Scan the records below. Copy every line in which the word "ModelForm" appears.

• [Source information]
* * * * *
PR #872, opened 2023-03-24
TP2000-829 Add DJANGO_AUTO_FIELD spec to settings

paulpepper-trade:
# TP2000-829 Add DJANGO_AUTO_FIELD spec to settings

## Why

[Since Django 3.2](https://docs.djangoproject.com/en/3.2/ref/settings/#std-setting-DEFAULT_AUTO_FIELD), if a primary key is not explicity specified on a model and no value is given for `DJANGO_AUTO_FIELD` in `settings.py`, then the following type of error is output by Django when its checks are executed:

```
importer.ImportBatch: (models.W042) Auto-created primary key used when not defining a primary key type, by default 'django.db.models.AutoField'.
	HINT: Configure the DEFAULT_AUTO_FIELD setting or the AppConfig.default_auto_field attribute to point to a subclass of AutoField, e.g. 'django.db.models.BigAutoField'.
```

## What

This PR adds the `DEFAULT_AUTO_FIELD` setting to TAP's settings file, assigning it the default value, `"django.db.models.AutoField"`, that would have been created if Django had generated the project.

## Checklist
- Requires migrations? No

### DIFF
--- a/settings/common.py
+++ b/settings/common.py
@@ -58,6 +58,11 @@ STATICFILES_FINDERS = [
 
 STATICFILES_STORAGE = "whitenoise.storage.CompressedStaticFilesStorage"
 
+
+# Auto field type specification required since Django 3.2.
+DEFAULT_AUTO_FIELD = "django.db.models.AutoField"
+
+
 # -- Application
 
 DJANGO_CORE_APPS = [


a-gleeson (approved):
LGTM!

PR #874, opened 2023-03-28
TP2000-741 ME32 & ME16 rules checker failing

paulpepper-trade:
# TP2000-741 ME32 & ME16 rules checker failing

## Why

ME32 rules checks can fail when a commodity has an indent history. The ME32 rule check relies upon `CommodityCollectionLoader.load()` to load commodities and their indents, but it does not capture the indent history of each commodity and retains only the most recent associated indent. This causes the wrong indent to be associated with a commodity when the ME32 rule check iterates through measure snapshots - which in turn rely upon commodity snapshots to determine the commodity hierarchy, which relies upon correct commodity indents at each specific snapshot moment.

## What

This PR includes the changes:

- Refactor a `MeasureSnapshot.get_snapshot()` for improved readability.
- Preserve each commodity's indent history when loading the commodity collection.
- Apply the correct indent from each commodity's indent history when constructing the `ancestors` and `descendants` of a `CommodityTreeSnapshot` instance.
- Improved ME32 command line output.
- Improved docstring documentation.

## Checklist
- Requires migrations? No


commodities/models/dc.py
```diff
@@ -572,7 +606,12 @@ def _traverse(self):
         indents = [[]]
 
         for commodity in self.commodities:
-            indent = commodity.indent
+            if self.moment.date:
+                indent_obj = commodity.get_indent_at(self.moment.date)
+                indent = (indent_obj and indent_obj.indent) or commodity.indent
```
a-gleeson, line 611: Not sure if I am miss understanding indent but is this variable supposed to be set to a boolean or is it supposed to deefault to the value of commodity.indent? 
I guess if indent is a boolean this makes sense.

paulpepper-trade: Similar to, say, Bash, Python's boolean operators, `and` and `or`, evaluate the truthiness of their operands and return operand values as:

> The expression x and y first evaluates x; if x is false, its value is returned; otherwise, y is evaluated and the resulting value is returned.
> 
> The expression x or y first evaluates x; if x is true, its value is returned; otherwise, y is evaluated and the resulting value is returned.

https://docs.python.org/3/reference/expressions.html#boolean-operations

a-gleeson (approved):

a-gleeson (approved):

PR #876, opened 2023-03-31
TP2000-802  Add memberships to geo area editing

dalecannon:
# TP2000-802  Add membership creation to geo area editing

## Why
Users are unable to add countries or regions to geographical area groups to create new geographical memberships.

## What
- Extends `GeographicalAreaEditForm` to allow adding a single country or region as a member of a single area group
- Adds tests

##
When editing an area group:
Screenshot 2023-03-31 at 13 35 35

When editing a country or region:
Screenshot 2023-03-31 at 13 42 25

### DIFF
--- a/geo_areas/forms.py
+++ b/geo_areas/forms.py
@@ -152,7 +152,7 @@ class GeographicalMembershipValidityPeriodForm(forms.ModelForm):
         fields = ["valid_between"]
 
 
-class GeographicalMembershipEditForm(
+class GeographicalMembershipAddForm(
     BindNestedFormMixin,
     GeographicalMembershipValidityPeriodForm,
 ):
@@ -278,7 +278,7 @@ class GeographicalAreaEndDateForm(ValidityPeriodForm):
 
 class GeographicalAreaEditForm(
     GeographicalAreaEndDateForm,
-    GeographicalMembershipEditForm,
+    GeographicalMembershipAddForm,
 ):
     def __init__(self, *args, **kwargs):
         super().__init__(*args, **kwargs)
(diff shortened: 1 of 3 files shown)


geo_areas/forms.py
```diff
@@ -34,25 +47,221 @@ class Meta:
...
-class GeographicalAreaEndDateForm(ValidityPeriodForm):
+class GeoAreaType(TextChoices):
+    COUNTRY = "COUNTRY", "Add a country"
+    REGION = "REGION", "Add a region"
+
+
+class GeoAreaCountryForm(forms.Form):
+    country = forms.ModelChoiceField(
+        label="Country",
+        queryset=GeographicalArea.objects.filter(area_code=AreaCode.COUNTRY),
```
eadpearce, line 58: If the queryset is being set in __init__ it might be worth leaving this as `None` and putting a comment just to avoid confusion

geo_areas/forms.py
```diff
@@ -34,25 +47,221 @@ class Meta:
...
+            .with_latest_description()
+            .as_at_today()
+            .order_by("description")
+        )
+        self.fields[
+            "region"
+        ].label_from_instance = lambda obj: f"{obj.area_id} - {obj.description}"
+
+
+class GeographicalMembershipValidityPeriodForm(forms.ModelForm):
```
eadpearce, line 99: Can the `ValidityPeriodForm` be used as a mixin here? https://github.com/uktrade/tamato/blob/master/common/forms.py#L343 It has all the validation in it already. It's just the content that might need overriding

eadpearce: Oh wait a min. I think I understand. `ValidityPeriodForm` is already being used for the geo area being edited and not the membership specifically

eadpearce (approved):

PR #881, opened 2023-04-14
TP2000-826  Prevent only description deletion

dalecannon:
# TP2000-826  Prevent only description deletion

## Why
* * * * *
• [Worked solution]
@@ -152,7 +152,7 @@ class GeographicalMembershipValidityPeriodForm(forms.ModelForm):
+class GeographicalMembershipValidityPeriodForm(forms.ModelForm):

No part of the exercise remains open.